Your goal:
Scan the entries and tally the lines that include the string "EntityClassGroup". Reply with the figure alone.

Records provided:

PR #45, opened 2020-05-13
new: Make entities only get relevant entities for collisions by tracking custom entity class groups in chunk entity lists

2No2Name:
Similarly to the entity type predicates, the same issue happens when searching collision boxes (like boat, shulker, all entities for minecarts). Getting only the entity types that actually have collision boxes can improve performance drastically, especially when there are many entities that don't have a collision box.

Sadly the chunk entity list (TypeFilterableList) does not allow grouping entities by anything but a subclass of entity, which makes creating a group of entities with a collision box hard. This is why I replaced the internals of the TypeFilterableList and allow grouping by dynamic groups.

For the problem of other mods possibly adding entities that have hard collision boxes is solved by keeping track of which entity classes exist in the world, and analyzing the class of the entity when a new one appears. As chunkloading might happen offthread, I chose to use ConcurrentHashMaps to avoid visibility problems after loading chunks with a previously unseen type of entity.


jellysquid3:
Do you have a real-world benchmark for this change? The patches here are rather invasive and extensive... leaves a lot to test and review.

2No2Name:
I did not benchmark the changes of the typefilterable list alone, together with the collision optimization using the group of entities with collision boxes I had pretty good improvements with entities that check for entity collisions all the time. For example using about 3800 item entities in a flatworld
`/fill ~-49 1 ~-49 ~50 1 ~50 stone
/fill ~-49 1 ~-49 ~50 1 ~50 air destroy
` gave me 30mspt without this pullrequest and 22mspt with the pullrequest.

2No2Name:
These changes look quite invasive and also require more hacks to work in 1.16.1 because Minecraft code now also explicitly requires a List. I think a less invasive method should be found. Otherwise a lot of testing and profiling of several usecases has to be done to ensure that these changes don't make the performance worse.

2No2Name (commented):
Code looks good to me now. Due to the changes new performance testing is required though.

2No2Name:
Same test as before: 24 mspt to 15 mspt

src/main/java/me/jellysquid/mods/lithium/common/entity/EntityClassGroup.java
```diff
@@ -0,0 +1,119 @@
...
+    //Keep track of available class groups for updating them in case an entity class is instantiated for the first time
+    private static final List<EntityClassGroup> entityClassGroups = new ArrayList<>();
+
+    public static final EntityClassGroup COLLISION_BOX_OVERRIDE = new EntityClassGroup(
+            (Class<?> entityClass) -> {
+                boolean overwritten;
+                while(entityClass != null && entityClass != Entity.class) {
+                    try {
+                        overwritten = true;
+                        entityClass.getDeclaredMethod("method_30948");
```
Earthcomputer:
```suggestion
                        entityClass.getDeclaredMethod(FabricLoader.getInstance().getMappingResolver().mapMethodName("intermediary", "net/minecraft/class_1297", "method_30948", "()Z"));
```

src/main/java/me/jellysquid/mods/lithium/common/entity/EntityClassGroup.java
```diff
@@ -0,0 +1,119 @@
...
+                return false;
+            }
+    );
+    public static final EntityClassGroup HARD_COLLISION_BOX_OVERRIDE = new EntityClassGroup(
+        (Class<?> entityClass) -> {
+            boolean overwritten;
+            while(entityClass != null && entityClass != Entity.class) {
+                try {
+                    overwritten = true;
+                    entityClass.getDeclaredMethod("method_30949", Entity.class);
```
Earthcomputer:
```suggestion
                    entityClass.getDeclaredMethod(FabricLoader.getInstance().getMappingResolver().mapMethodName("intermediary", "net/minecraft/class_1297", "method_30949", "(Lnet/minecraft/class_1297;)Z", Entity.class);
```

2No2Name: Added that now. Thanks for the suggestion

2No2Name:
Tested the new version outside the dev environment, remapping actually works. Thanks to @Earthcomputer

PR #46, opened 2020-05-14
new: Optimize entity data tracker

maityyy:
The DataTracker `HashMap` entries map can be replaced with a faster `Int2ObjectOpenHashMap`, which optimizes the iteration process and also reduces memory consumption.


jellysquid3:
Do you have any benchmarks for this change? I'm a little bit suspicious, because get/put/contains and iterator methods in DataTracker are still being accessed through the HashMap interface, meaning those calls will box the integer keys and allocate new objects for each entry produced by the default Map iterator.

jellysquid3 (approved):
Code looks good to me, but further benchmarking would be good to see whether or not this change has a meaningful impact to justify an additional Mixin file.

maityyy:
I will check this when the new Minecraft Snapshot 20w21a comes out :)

...

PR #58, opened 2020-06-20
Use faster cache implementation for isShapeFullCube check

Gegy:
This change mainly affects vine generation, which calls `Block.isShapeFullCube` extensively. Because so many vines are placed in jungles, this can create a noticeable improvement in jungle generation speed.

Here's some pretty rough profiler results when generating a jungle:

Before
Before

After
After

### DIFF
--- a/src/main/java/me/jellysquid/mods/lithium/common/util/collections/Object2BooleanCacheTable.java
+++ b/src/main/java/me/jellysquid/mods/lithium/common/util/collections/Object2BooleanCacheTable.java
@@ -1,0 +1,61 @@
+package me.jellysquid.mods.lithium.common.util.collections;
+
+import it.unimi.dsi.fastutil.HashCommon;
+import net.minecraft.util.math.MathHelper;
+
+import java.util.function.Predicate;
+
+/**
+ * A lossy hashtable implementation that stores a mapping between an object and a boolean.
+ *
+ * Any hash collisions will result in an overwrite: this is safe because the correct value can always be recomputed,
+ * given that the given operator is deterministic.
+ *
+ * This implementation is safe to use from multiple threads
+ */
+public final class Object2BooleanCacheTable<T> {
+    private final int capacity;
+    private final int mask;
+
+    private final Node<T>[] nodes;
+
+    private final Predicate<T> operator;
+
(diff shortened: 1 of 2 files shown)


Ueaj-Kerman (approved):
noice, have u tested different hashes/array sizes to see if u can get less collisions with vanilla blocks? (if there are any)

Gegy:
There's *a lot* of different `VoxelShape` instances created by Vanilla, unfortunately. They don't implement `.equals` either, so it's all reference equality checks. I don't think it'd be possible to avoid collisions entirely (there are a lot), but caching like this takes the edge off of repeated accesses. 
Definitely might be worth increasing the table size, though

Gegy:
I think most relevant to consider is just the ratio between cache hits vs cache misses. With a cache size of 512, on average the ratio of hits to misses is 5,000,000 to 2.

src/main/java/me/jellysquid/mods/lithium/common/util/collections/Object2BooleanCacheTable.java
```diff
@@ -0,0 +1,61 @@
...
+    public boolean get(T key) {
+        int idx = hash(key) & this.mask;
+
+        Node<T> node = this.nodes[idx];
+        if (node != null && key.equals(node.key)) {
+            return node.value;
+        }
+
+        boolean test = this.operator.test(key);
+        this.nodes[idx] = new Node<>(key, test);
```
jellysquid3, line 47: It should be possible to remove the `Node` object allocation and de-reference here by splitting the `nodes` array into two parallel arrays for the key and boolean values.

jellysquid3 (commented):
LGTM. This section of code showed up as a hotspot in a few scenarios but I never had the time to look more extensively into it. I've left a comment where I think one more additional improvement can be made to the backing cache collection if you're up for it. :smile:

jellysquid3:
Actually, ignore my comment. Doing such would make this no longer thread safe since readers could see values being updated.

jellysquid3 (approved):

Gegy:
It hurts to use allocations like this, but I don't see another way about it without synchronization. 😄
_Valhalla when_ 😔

Output below:
5